Reproduce the records below exactly as given.

____

Issue #18, opened 2020-09-25
Headers / pseudo-headers management


stammw:
Import `quinn-h3`'s `headers` module. 

It makes the link between Raw decoded headers from `QPACK` and the `http::Resquet`, `http::Response` structs. Translating `:<pseudo-headers>` and enforcing validity for each of those header constraints.

PR #21, opened 2020-09-26
Headers

stammw:
Adresses #18


h3/src/qpack/stream.rs
```diff
@@ -0,0 +1,318 @@
...
+    InsertWithNameRef,
+    InsertWithoutNameRef,
+    Duplicate,
+    DynamicTableSizeUpdate,
+    Unknown,
+}
+
+impl EncoderInstruction {
+    pub fn decode(first: u8) -> Self {
+        if first & 0b1000_0000 != 0 {
```
seanmonstar, line 19: I'm guessing these constants are shared with the header block decoding bits? Would it make sense to consolidate them into a single set of constants?

h3/src/qpack/static_.rs
```diff
@@ -0,0 +1,215 @@
...
+    (b"server", b""),
+    (b"timing-allow-origin", b"*"),
+    (b"upgrade-insecure-requests", b"1"),
+    (b"user-agent", b""),
+    (b"x-forwarded-for", b""),
+    (b"x-frame-options", b"deny"),
+    (b"x-frame-options", b"sameorigin")
+];
+
+lazy_static! {
```
seanmonstar, line 154: I have a slight preference to *not* using a lazy static hashmap, if we can do similar to how we did it in h2: https://github.com/hyperium/h2/blob/2b19acf1323257e1d2a99ad9889e0619593561fd/src/hpack/table.rs#L677

Unless it's a huge performance difference, which I don't have any easy way to answer (so I just prefer less dependencies). What do you think?

seanmonstar (commented):
Awesome work! Just some thoughts inline.

h3/src/qpack/block.rs
```diff
@@ -0,0 +1,374 @@
...
+    IndexedWithPostBase,
+    LiteralWithNameRef,
+    LiteralWithPostBaseNameRef,
+    Literal,
+    Unknown,
+}
+
+impl HeaderBlockField {
+    pub fn decode(first: u8) -> Self {
+        if first & 0b1000_0000 != 0 {
```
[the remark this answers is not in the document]
stammw: Yeah, for sure! I've got these spec comments in 27d18ca. What do you think of these ? There are a lot of places where a similar work should be done.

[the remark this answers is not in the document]
seanmonstar: Yep, that's helpful, thanks!

h3/src/qpack/static_.rs
stammw: I've been looking into this, it's a pretty non-trivial change, and it could tie `qpack` with the `http` crate, but that's not really a problem. Regarding performance, it might even be faster, I guess.

h3/src/qpack/stream.rs
stammw: Actually not, this is another part of the spec.

h3/src/qpack/static_.rs
stammw: Okay, so it was far easier than I thought matching on byte slices...

h3/src/proto/coding.rs
```diff
@@ -0,0 +1,55 @@
+use bytes::{Buf, BufMut};
+
+use super::varint::VarInt;
+
+#[derive(Debug, Copy, Clone, Eq, PartialEq)]
+pub struct UnexpectedEnd(pub usize);
+
+pub type Result<T> = ::std::result::Result<T, UnexpectedEnd>;
+
+pub trait Codec: Sized {
```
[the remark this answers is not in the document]
stammw: Done

stammw:
I added comments quoting the QPACK spec where I thought it was needed. 

I think this is ready for another review.

seanmonstar (approved):
Thanks, looks great to me! Squash and merge when ready!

____

## Exercise result
Issue #18, opened 2020-09-25
Headers / pseudo-headers management


stammw:
Import `quinn-h3`'s `headers` module. 

It makes the link between Raw decoded headers from `QPACK` and the `http::Resquet`, `http::Response` structs. Translating `:<pseudo-headers>` and enforcing validity for each of those header constraints.

PR #21, opened 2020-09-26
Headers

stammw:
Adresses #18


h3/src/qpack/stream.rs
```diff
@@ -0,0 +1,318 @@
...
+    InsertWithNameRef,
+    InsertWithoutNameRef,
+    Duplicate,
+    DynamicTableSizeUpdate,
+    Unknown,
+}
+
+impl EncoderInstruction {
+    pub fn decode(first: u8) -> Self {
+        if first & 0b1000_0000 != 0 {
```
seanmonstar, line 19: I'm guessing these constants are shared with the header block decoding bits? Would it make sense to consolidate them into a single set of constants?

h3/src/qpack/static_.rs
```diff
@@ -0,0 +1,215 @@
...
+    (b"server", b""),
+    (b"timing-allow-origin", b"*"),
+    (b"upgrade-insecure-requests", b"1"),
+    (b"user-agent", b""),
+    (b"x-forwarded-for", b""),
+    (b"x-frame-options", b"deny"),
+    (b"x-frame-options", b"sameorigin")
+];
+
+lazy_static! {
```
seanmonstar, line 154: I have a slight preference to *not* using a lazy static hashmap, if we can do similar to how we did it in h2: https://github.com/hyperium/h2/blob/2b19acf1323257e1d2a99ad9889e0619593561fd/src/hpack/table.rs#L677

Unless it's a huge performance difference, which I don't have any easy way to answer (so I just prefer less dependencies). What do you think?

seanmonstar (commented):
Awesome work! Just some thoughts inline.

h3/src/qpack/block.rs
```diff
@@ -0,0 +1,374 @@
...
+    IndexedWithPostBase,
+    LiteralWithNameRef,
+    LiteralWithPostBaseNameRef,
+    Literal,
+    Unknown,
+}
+
+impl HeaderBlockField {
+    pub fn decode(first: u8) -> Self {
+        if first & 0b1000_0000 != 0 {
```
[the remark this answers is not in the document]
stammw: Yeah, for sure! I've got these spec comments in 27d18ca. What do you think of these ? There are a lot of places where a similar work should be done.

[the remark this answers is not in the document]
seanmonstar: Yep, that's helpful, thanks!

h3/src/qpack/static_.rs
stammw: I've been looking into this, it's a pretty non-trivial change, and it could tie `qpack` with the `http` crate, but that's not really a problem. Regarding performance, it might even be faster, I guess.

h3/src/qpack/stream.rs
stammw: Actually not, this is another part of the spec.

h3/src/qpack/static_.rs
stammw: Okay, so it was far easier than I thought matching on byte slices...

h3/src/proto/coding.rs
```diff
@@ -0,0 +1,55 @@
+use bytes::{Buf, BufMut};
+
+use super::varint::VarInt;
+
+#[derive(Debug, Copy, Clone, Eq, PartialEq)]
+pub struct UnexpectedEnd(pub usize);
+
+pub type Result<T> = ::std::result::Result<T, UnexpectedEnd>;
+
+pub trait Codec: Sized {
```
[the remark this answers is not in the document]
stammw: Done

stammw:
I added comments quoting the QPACK spec where I thought it was needed. 

I think this is ready for another review.

seanmonstar (approved):
Thanks, looks great to me! Squash and merge when ready!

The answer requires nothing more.